The Boulevard was planned along this land to alleviate traffic congestion, but, finished in 1973, this multiple-lane controlled access road soon became the busiest road in France.
Chalayan employed this inspiration on different levels of the collection. First of all it appeared in the patterns for some of the clothes: Chalayan covered one shoulder of his coats, jackets or shirts with a circular half-cape motif that evoked the ring-shaped Boulevard Périphérique, a tailored trick that maybe pointed at an imaginary round trip.
One black jacket was even lined with what looked like a gold foil strip that seemed to recreate the shape of the Périph.
Yet there was also a further and more conceptual meaning revolving around the Périphérique – the "intérieur Vs. extérieur" dichotomy.
The Périphérique consists of two concentric carriageways: the intérieur ("inner ring") and the extérieur ("outer ring"). Vehicles travel clockwise on the inner ring and counterclockwise on the outer ring. In the southern half of the highway, the "inner ring" is designated as the Périphérique Ouest ("Western Ring") as traffic flows westbound; the "outer ring" is calld Périphérique Est ("Eastern Ring") as traffic flows eastbound. In the northern half, these designations are reversed.
Besides, this concrete belt is a physical and psychological boundary: it cuts across the city passing through working-class neighbourhoods in north-east Paris, but in well-off areas it turns into an underground as a tunnel.

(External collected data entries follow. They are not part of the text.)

PR #16839, opened 2022-06-02
Update choice_translation_domain.rst.inc

KamilPesek:
To be honest, I am not sure how this works but this part does not work correctly - see https://symfony.com/doc/current/reference/forms/types/choice.html#choice-translation-domain (Symfony 6.1), choice_translation_domain is shown twice and placeholders are not processed.

This file is used in these:
/6.1/reference/forms/types/options/choice_translation_domain_enabled.rst.inc
/6.1/reference/forms/types/options/choice_translation_domain_disabled.rst.inc

The "fix" I did has not been checked.

### DIFF
--- a/reference/forms/types/options/choice_translation_domain.rst.inc
+++ b/reference/forms/types/options/choice_translation_domain.rst.inc
@@ -1,7 +1,7 @@
 ``choice_translation_domain``
 ~~~~~~~~~~~~~~~~~~~~~~~~~~~~~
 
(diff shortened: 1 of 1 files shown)


HeahDude:
Unfortunately this is not the right fix.
We can close here in favor of https://github.com/symfony-tools/docs-builder/issues/90, as we need fix to it upstream in `doctrine/rst-parser`.

PR #16841, opened 2022-06-02

sebheitzmann:
complete doc on twig workflow_transition function.

### DIFF
--- a/workflow.rst
+++ b/workflow.rst
@@ -1084,6 +1084,10 @@ of domain logic in your templates:
 
 ``workflow_transitions()``
     Returns an array with all the transitions enabled for the given object.
+   
+    - Parameters:
+        * object $subject, 
+        * string $name = null : Workflow name ( first if null )
 
 ``workflow_transition()``
     Returns a specific transition enabled for the given object and transition name.


sebheitzmann:
I don't think the Lint error is linked to my modifications

HeahDude (commented):
Why documenting parameters for only one method and not the others?

(This should target 4.4 as is)

sebheitzmann:
> Why documenting parameters for only one method and not the others?
> 
> (This should target 4.4 as is)

you're right. I Will complete.

94noni:
> Why documenting parameters for only one method and not the others?

For me it is the documentation itself that is not necessary for parameters
why not directly add a link to the code like it is done for the `Returns TransitionBlockerList for the given transition`
after `workflow_transition_blockers` ?

alamirault:
> > Why documenting parameters for only one method and not the others?
> 
> For me it is the documentation itself that is not necessary for parameters why not directly add a link to the code like it is done for the `Returns TransitionBlockerList for the given transition` after `workflow_transition_blockers` ?

I agree with your suggestion, @sebheitzmann do you want give it a try ? (on 6.3 branch). If not I can

sebheitzmann:
I will do this this week-end. Thanks

workflow.rst
```diff
@@ -799,6 +799,10 @@ of domain logic in your templates:
 
 ``workflow_transitions()``
```
wouterj, line 1085: I would, for all functions in this list, inline the parameters in the function name:

```suggestion
``workflow_transitions(object $subject, string $name = null)``
```

I think this is the most clear and concise way of documenting them.

wouterj (commented):
Hi there!

Just a friendly ping with a new suggestion. Do you still want to update this PR? Otherwise, we can always take over and finish this one for you :)

javiereguiluz:
This was finally merged! Thanks Sébastien.

workflow.rst
javiereguiluz: Yes. I did tht in this and the other methods while merging. Thanks!

PR #16842, opened 2022-06-02
Console: Adding that $defaultName isn't really needed anymore

ThomasLandauer:


xabbuh:
What about adding the same in the next code example for `$defaultDescription`?

ThomasLandauer:
Hm. After looking at it some more, I suggest to reorganize it:
[Registering the Command](https://symfony.com/doc/current/console.html#registering-the-command) ("In PHP 8 and newer versions...") should be the first code block (i.e. recommended way), then the "old-fashioned" ones as alternatives. The current back-and-forth between old and new looks confusing.

javiereguiluz:
Thanks ... but we need to close this without merging because meanwhile we updated this article and removed the `$defaultName` occurrence. Thanks.

PR #16844, opened 2022-06-03
[Security] Fix second Twig path reference to be consistent with the first reference

yobrx:
I found an inconsistency in the Security documentation :

image

image

This PR fix that.


javiereguiluz:
Good catch, thanks Yoann.

PR #16845, opened 2022-06-04

issamkhadiri1989:
Hello 

The `$encoderIgnoredNodeTypes` does not exist in the XmlEncoder's constructor and the $defaultContext argument should be used instead, So To escape the comments while encoding, we can either pass the `\XML_COMMENT_NODE` to the  `XmlEncoder::ENCODER_IGNORED_NODE_TYPES` context option in the constructor  or use it when calling the encode() method.

### DIFF
--- a/components/serializer.rst
+++ b/components/serializer.rst
@@ -1108,8 +1108,10 @@ always as a collection.
     behavior can be changed with the optional context key ``XmlEncoder::DECODER_IGNORED_NODE_TYPES``.
 
     Data with ``#comment`` keys are encoded to XML comments by default. This can be
-    changed with the optional ``$encoderIgnoredNodeTypes`` argument of the
-    ``XmlEncoder`` class constructor.
+    changed by adding the ``\XML_COMMENT_NODE`` option to the ``XmlEncoder::ENCODER_IGNORED_NODE_TYPES`` key of the ``$defaultContext``  of the
+    ``XmlEncoder`` class constructor or directly to the encode() method's $context argument.
+    
+        $xmlEncoder->encode($array, 'xml', [XmlEncoder::ENCODER_IGNORED_NODE_TYPES => [\XML_COMMENT_NODE]]);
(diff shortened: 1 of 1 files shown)


components/serializer.rst
```diff
@@ -1108,8 +1108,10 @@ always as a collection.
     behavior can be changed with the optional context key ``XmlEncoder::DECODER_IGNORED_NODE_TYPES``.
 
     Data with ``#comment`` keys are encoded to XML comments by default. This can be
-    changed with the optional ``$encoderIgnoredNodeTypes`` argument of the
-    ``XmlEncoder`` class constructor.
+    changed by adding the ``\XML_COMMENT_NODE`` option to the ``XmlEncoder::ENCODER_IGNORED_NODE_TYPES`` key of the ``$defaultContext``  of the
```
HeahDude, line 1111: We use to break lines at 80 characters.

components/serializer.rst
```diff
@@ -1108,8 +1108,10 @@ always as a collection.
...
+    ``XmlEncoder`` class constructor or directly to the encode() method's $context argument.
```
HeahDude, line 1112:
```suggestion
    ``XmlEncoder`` constructor or directly to the encode() method ``$context`` argument::
```

HeahDude (commented):
I left some minor comments about code style, LGTM. Thanks!

components/serializer.rst
issamkhadiri1989: thank you @HeahDude for these corrections. It is ok for me

components/serializer.rst
issamkhadiri1989: thank you @HeahDude for these corrections. It's ok for me

javiereguiluz:
Thanks @issamkhadiri1989 for this contribution ... and thanks Jules for the review. I made all the requested changes while merging.

Issue #16805, opened 2022-05-16
[Forms] EntityType with multiple=true returns ArrayCollection but is documented to return array


Xesau:
In the documentation (https://symfony.com/doc/current/reference/forms/types/entity.html#multiple) it states that when `multiple` is enabled, the field should return an array. However, if you look at the tests (https://github.com/symfony/symfony/blob/6.1/src/Symfony/Bridge/Doctrine/Tests/Form/Type/EntityTypeTest.php) you see that it expects an ArrayCollection.

javiereguiluz:
Fixed in #16849.

PR #16849, opened 2022-06-06
[Form] fix EntityType with multiple=true return type

MrYamous:
Small fix for #16805 about return type in form with multiple option

I'm doing this on version 4.4 because it's the older maintained, but maybe we need to correct further?

### DIFF
--- a/reference/forms/types/entity.rst
+++ b/reference/forms/types/entity.rst
@@ -236,7 +236,16 @@ These options inherit from the :doc:`ChoiceType </reference/forms/types/choice>`
 
 .. include:: /reference/forms/types/options/group_by.rst.inc
 
-.. include:: /reference/forms/types/options/multiple.rst.inc
+``multiple``
+~~~~~~~~~~~~
+
+**type**: ``boolean`` **default**: ``false``
+
+If true, the user will be able to select multiple options (as opposed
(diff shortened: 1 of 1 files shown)


reference/forms/types/options/multiple.rst.inc
```diff
@@ -6,4 +6,5 @@
 If true, the user will be able to select multiple options (as opposed
 to choosing just one option). Depending on the value of the ``expanded``
 option, this will render either a select tag or checkboxes if true and
-a select tag or radio buttons if false. The returned value will be an array.
+a select tag or radio buttons if false. The returned value will be a
+Doctrine's Array Collection.
```
HeahDude: This is true for `EntityType` but not for the `ChoiceType` since only the first use the collection transformer.
So this change cannot be merged as is, only the `EntityType` doc should mention this.

HeahDude (changes requested):

reference/forms/types/options/multiple.rst.inc
MrYamous: You are right, I put back this file in its initial state and I keep the modification only for EntityType

javiereguiluz:
Thank you @MrYamous.

PR #16852, opened 2022-06-06
[Validator] Update Expression constraint with "negate" option

fmata:
https://github.com/symfony/symfony/pull/46599

### DIFF
--- a/reference/constraints/Expression.rst
+++ b/reference/constraints/Expression.rst
@@ -143,6 +143,13 @@ expression that must return true in order for validation to pass. To learn
 more about the expression language syntax, see
 :doc:`/components/expression_language/syntax`.
 
+.. versionadded:: 6.2
+
+   The `negate` option was introduced in Symfony 6.2.
+
+Alternatively, you can set the `negate` option to ``false`` in order to
+assert that the expression must return ``true`` for validation to fail.
+
 .. sidebar:: Mapping the Error to a Specific Field
 
     You can also attach the constraint to a specific property and still validate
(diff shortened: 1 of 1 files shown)


OskarStark (commented):
versionadded directive is missing

reference/constraints/Expression.rst
```diff
@@ -143,6 +143,11 @@ expression that must return true in order for validation to pass. To learn
 more about the expression language syntax, see
 :doc:`/components/expression_language/syntax`.
 
+.. versionadded:: 6.2
+
+    Alternatively, you can set the `negate`_ option to ``false`` in order to
+    assert that the expression must return true for validation to fail.
```
fabpot:
```suggestion
    assert that the expression must return ``true`` for validation to fail.
```

fabpot (changes requested):

reference/constraints/Expression.rst
OskarStark: The whole block should be outside of the versionadded directive, otherwise it gets removed in Symfony 7 docs.

Versionadded directive should only contain:

The negate option was introduced in Symfony 6.2

This versionadded directive should also be added below the option in the other file

reference/constraints/Expression.rst
```diff
@@ -294,6 +299,13 @@ Parameter        Description
 ``{{ label }}``  Corresponding form field label
 ===============  ==============================================================
 
+``negate``
+~~~~~~~~~~~
+
+**type**: ``boolean`` **default**: ``true``
+
+If ``false``, the validation fails when expression returns ``true``.
+
```
OskarStark, line 310: Please add it here too

fmata:
Comments addressed.

OskarStark (approved):

OskarStark:

PR #16859, opened 2022-06-09
Use SoapServer headers

boekkooi:
While debugging the istio error `Error dispatching received data: http/1.1 protocol error: HPE_UNEXPECTED_CONTENT_LENGTH` we noticed that the error was [triggered](https://github.com/nodejs/http-parser/blob/e13b274/http_parser.c#L1442) because of a duplicated Content-Length headers being send by the PHP application.
After review we noticed that the header was send by both the SoapServer and the Symfony Response for this reason I decided to open this PR.


Superkooka (approved):

javiereguiluz:
Thank you @boekkooi.

PR #16861, opened 2022-06-09
[Translation] Update locale.rst

mohamedGasmii:
Adding php-attributes example.


javiereguiluz:
Thank you @mohamedGasmii.

PR #16863, opened 2022-06-10
[Notifier] add caution to URL-encode special characters in Notifier DSNs

xabbuh:
see symfony/symfony#46587

### DIFF
--- a/notifier.rst
+++ b/notifier.rst
@@ -51,6 +51,13 @@ The notifier component supports the following channels:
 SMS Channel
 ~~~~~~~~~~~
 
+.. caution::
+
+    If any of the DSN values contains any character considered special in a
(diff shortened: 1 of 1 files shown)


notifier.rst
```diff
@@ -51,6 +51,13 @@ The notifier component supports the following channels:
 SMS Channel
 ~~~~~~~~~~~
 
+.. caution::
```
OskarStark, line 54: What's about using an include to not duplicate the content?

OskarStark (approved):

notifier.rst
javiereguiluz: I've merged this "as is" because the repeated content is in a single doc page, so the fragment wouldn't be reused in other pages and it feels a bit "too much". Thanks!

javiereguiluz:
Thank you Christian.

PR #16865, opened 2022-06-10
Change recommended way to access array query string parameters

jontjs:
`$request->query->all()['foo'];` triggers an 'Undefined array key "foo"' error when `foo` doesn't exist. However `$request->query->all('foo');` return null  when `foo` doesn't exist (consistent with `$request->query->get('bar');` for accessing a string parameter `bar` which might not exist).

### DIFF
--- a/components/http_foundation.rst
+++ b/components/http_foundation.rst
@@ -172,6 +172,10 @@ doesn't support returning arrays, so you need to use the following code::
     $request->query->all('foo');
     // returns ['bar' => 'baz']
 
+    // if the requested parameter does not exist, an empty array is returned:
+    $request->query->all('qux');
+    // returns []
+
     $request->query->get('foo[bar]');
     // returns null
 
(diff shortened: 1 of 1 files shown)


mdoutreluingne (approved):
> return null when `foo` doesn't exist.

Return empty array to be more precise.

I approuve this PR, the change of the signature of this method [`all(string $key = null)`](https://github.com/symfony/symfony/blob/6.0/src/Symfony/Component/HttpFoundation/ParameterBag.php#L40) which was introduced in **Symfony 6.0**, now lets put a key as a parameter to this method, which makes it possible to avoid an error if the key does not exist.

jontjs:
>> return null when `foo` doesn't exist.
>
> Return empty array to be more precise.

Thank you for that pointing that out. Given that it's a different to what `->get('bar')` returns if `bar` does not exist (that returns `null`), I thought it would be a good idea to update my PR to explicitly state that an empty array is returned.

javiereguiluz:
Thank you Jon.

PR #16727, opened 2022-04-18
[Translation] document `LocaleSwitcher`

kbond:
Copied much from @javiereguiluz's blog post as I think it explained this feature nicely.

Closes #16715, Closes #16652.

PR #17774, opened 2023-01-18
[Translation] fix wrong information

kbond:
Ref: https://github.com/symfony/symfony-docs/pull/16727#discussion_r1073939804

### DIFF
--- a/translation.rst
+++ b/translation.rst
@@ -853,7 +853,8 @@ of:
 
 * All the services that are tagged with ``kernel.locale_aware``;
 * ``\Locale::setDefault()``;
-* If a request is available, the ``_locale`` request attribute::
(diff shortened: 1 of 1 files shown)


wouterj (approved):

OskarStark:
Thank you Kevin.

OskarStark:
I think we should make a difference:

If we only have `php-standalone` and `php-symfony` in a configuration-block, the order should be `php-symfony`, `php-standalone`, but if we have more in a configuration-block like:

  792: Please use the following order for your code blocks: "php-standalone, yaml, xml, php"

we should move `php-standalone` to the end. WDYT @wouterj or are you fine with the proposed order (`php-standalone, yaml, xml, php`)?

If you agree, we need to adjust the rule in DOCtor

cc @alamirault

PR #17779, opened 2023-01-19
[Clock] Add `Clock` class and `now()` function documentation

alexandre-daubois:
Resolves https://github.com/symfony/symfony-docs/issues/17605


javiereguiluz:
Thanks Alex! This was really the missing piece of the Clock docs. They now look fantastic.

PR #17782, opened 2023-01-21
How to add a name in standalone applications

linawolf:
Not sure if this is the best way but it seems to work. But this confused me.

### DIFF
--- a/components/console.rst
+++ b/components/console.rst
@@ -51,6 +51,9 @@ Then, you can register the commands using
 
     // ...
     $application->add(new GenerateAdminCommand());
+    
+The command must have a valid name set, for example by calling the parent constructor.
+of ``Symfony\Component\Console\Command\Command``.
 
 You can also register inline commands and define their behavior thanks to the
 ``Command::setCode()`` method::


javiereguiluz:
I was trying to debug this issue and I saw the following when adding a command without a name:



This is triggered here:

https://github.com/symfony/symfony/blob/eeb92dfc3c615e11f8040f757ab4595ae0277b3f/src/Symfony/Component/Console/Application.php#L551-L553

-----

In Symfony docs, when the Symfony Code throws a clear error message, we don't add docs explaining those error situations (because the reader will solve it by themselves).

So, what can we do to improve the error message in code? Thanks!

94noni:
@linawolf @javiereguiluz I've opened a PR to move things forward
[available here ](https://github.com/symfony/symfony/pull/50467)
hopefully it ease the logic of command name

javiereguiluz:
The related code PR was closed without merging. Let's close this PR too as "won't fix" because the exception message triggered by Symfony seems to be enough to understand the issue. But, if we receive more feedback about this, we'll reopen and reconsider this. Thanks!

Issue #16818, opened 2022-05-21
[Logger][MonologBundle] Document `AsMonologProcessor` attribute


HeahDude:
MonologBundle 3.8 added support for autoconfiguration of processors with attributes.

See https://github.com/symfony/monolog-bundle/pull/428.

javiereguiluz:
Fixed in #17790.

PR #17790, opened 2023-01-22
[Logging] Mention `#[AsMonologProcessor]`

alexandre-daubois:
Fixes https://github.com/symfony/symfony-docs/issues/16818

### DIFF
--- a/logging/processors.rst
+++ b/logging/processors.rst
@@ -164,6 +164,30 @@ If you use several handlers, you can also register a processor at the
 handler level or at the channel level instead of registering it globally
 (see the following sections).
 
+When registering a new processor, instead of adding the tag manually in your
+configuration files, you can take full advantage of the ``#[AsMonologProcessor]``
+attribute by using it one the processor class::
+
+    // src/Logger/SessionRequestProcessor.php
+    namespace App\Logger;
+
+    use Monolog\Attribute\AsMonologProcessor;
+    // ...
+
+    #[AsMonologProcessor]
+    class SessionRequestProcessor
+    {
+        // ...
+    }
+
+The ``#[AsMonologProcessor]`` attribute takes 3 optional arguments:
+
+* ``channel``: the logging channel the processor should be pushed to
+* ``handler``: the handler the processor should be pushed to
+* ``method``: the method that processes the records (if the attribute is used
+  at the class level). Indeed, the attribute can also be used directly
+  on a class method.
+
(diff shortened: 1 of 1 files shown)


logging/processors.rst
```diff
@@ -164,6 +164,30 @@ If you use several handlers, you can also register a processor at the
 handler level or at the channel level instead of registering it globally
 (see the following sections).
 
+When registering a new processor, instead of adding the tag manually in your
+configuration files, you can take full advantage of the ``#[AsMonologProcessor]``
```
94noni, line 168: as you target v5.4 and this can run on php v7, perhaps need to give hint that this only works with php v8+

94noni (approved):

logging/processors.rst
alexandre-daubois: I would say yes, but it seems that all `versionadded` of the doc about attributes are not displaying this information, even on 5.4 🤔

OskarStark: Indeed, we avoid the explicit PHP hint for PHP 8, but thanks for raising it 👌🏻

logging/processors.rst
```diff
@@ -164,6 +164,30 @@ If you use several handlers, you can also register a processor at the
...
+attribute by using it one the processor class::
```
OskarStark, line 169:
```suggestion
attribute by using it on the processor class::
```

logging/processors.rst
```diff
@@ -164,6 +164,30 @@ If you use several handlers, you can also register a processor at the
...
+
+    // src/Logger/SessionRequestProcessor.php
+    namespace App\Logger;
+
+    use Monolog\Attribute\AsMonologProcessor;
+    // ...
```
OskarStark, line 175:
```suggestion
```

logging/processors.rst
```diff
@@ -164,6 +164,30 @@ If you use several handlers, you can also register a processor at the
...
+    }
+
+The ``#[AsMonologProcessor]`` attribute takes 3 optional arguments:
+
+* ``channel``: the logging channel the processor should be pushed to
+* ``handler``: the handler the processor should be pushed to
+* ``method``: the method that processes the records (if the attribute is used
+  at the class level). Indeed, the attribute can also be used directly
+  on a class method.
+
```
OskarStark, line 190: Versionadded missing

javiereguiluz:
Thank you Alex!

Oskar, I did all the suggested changes while merging.

PR #17794, opened 2023-01-23
[docker] fix composer `extra` variable name

kaznovac:
fixed transposition in the variable name

this should also be merged to 6.x branches


javiereguiluz:
Super nice catch! Thanks Marko.

Note: we merged it in 5.4 and all the upper Symfony branches.

PR #17798, opened 2023-01-23
update CI intro

alexislefebvre:
> The Symfony project uses a third-party service

It was true when tests where ran by Travis CI.

Now tests are run by GitHub Actions, which is not a third-party from GitHub's viewpoint.

I suggest a more generic approach: there is a CI service, no matter if it's internal or third-party.


javiereguiluz:
Yes, it's better to be less precise here. Thanks Alexis.

PR #17802, opened 2023-01-24
[Refs] Fixed refs displaying incorrectly

alexandre-daubois:
Some refs are displayed incorrectly with a `[1]_`, in https://symfony.com/doc/5.4/components/lock.html#the-owner-of-the-lock and https://symfony.com/doc/5.4/contributing/code/core_team.html. This aims to fix this.


javiereguiluz:
This is indeed better! Thanks a lot Alex for your nice contributions to Symfony Docs!

PR #17804, opened 2023-01-24
Remove SOAP docs

fabpot:
I think we should remove this doc page.
Nothing is interesting in it.


weaverryan (approved):

javiereguiluz:
Thank you Fabien.

PR #17765, opened 2023-01-17
Not use contraction

alamirault:
Fix #17743

TODO

- [ ] Fix doctor-rst https://github.com/OskarStark/doctor-rst/pull/1244
- [ ] Check breaking links

PR #17807, opened 2023-01-25
[Standards] Freeze contractions decision in documentation standards

alexandre-daubois:
As a decision has been made in https://github.com/symfony/symfony-docs/pull/17765, I think this could be a good idea to freeze this in the documentation standards, in case someone is wondering again in the future.


OskarStark (approved):

javiereguiluz:
Thanks Alex!

PR #20091, opened 2024-08-03
[DependencyInjection] Update import.rst

GrinWay:
It's better to use imports statements only in the services.yaml file. The following explains that.


GrinWay:
I just wanted to add important notes for the most recent version of this framework.
That's my first commit for the Symfony, I hope I made it in the right place... and it will not become lost.

javiereguiluz:
Thanks Григорий! We merged this but made some rewords while merging to expand some explanations and to add examples for the three alternatives explained.

GrinWay:
I'm so glad you merged it ❤️🐘

PR #20102, opened 2024-08-08
minor : the process method from CompilerPassInterface should be public

magnetik:
Since the method is defined in CompilerPassInterface as public, it should be defined as public in the Kernel.


xabbuh (approved):

OskarStark (approved):

xabbuh:
Good catch, thanks @magnetik.

PR #20105, opened 2024-08-10
templates: check that a Twig extension does *not* already exist

alexislefebvre:
I think that it's more clear this way.


xabbuh (approved):

xabbuh:
Good catch, thanks @alexislefebvre.

PR #20107, opened 2024-08-12
[Security] fix: propose a better header naming for custom authenticator

94noni:
Ref https://developer.mozilla.org/en-US/docs/Web/HTTP/Headers

### DIFF
--- a/security/custom_authenticator.rst
+++ b/security/custom_authenticator.rst
@@ -37,12 +37,12 @@ method that fits most use-cases::
          */
         public function supports(Request $request): ?bool
         {
-            return $request->headers->has('X-AUTH-TOKEN');
+            return $request->headers->has('auth-token');
         }
 
         public function authenticate(Request $request): Passport
         {
-            $apiToken = $request->headers->get('X-AUTH-TOKEN');
+            $apiToken = $request->headers->get('auth-token');
             if (null === $apiToken) {
                 // The token header was empty, authentication fails with HTTP Status
                 // Code 401 "Unauthorized"


javiereguiluz:
Thanks for proposing this. I'm trying to find the `auth_token` HTTP header in the link that you shared but I can't find it. What am I doing wrong?

94noni:
@javiereguiluz its only the 2nd paragraph, the goal is to remove the `x-` 

```
Custom proprietary headers have historically been used with an X- prefix,
but this convention was deprecated in June 2012 because of the inconveniences it caused when nonstandard fields became standard in [RFC 6648](https://datatracker.ietf.org/doc/html/rfc6648); 
others are listed in the [IANA HTTP Field Name Registry](https://www.iana.org/assignments/http-fields/http-fields.xhtml), whose original content was defined in [RFC 4229](https://datatracker.ietf.org/doc/html/rfc4229). The IANA registry lists headers, including [information about their status](https://github.com/protocol-registries/http-fields?tab=readme-ov-file#choosing-the-right-status), which may be "permanent" (standards-defined), "provisional" (new), "deprecated" (use not recommended), or "obsolete" (no longer in use).
```

javiereguiluz:
OK, now I understand. Thanks Antoine.

While merging I added a comment (see https://github.com/symfony/symfony-docs/commit/1666a1cca8e44283fb397ee4d73c7e17a28b96b9) to avoid any confusion and be very explicit about this just being a random example of a custom HTTP header.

In a nutshell, the road also divides the richer inner parts of the city and the suburbs or banlieues where Paris's immigrant population lives.
The collection replicated these dichotomies combining different tailored elements together and deconstructing and reassembling interior and exterior panels.
The semi-circles on the khaki or black jackets or coats could indeed be intepreted as motifs borrowed from one menswear design and applied to another and the collection also included shirts that looked unfinished, torn or incorporating irregular panels reaching the knees or an abstract blanket-like textile that hinted at North African patterns (while evoking the cinematic decorative elements from Chalayan's AW 15/16 collections).
All these designs hinted at displacement, immigration and integration, tensions that Chalayan already explored in previous designs such as his iconic circular wood table that could be transformed into a skirt (A/W 2000-01 collection) inspired by the news from Kosovo about people fleeing their houses in a rush during the war (and by his own experiences as a Turkish Cypriot living abroad).
As a whole the collection was stronger on outerwear (see the double-face cashmere topcoats) than on suits and separates, but the best point is that the garments could be used as social commentary or simply as wearable pieces.
It was interesting to see how during the menswear shows in London, while Vivienne Westwood attempted to deliver a more political message with a video and a lookbook, Chalayan looked at contemporary themes through his tailoring. Hopefully, we will see more issues unrelated to fashion and related to real life becoming a trend in the next runway shows.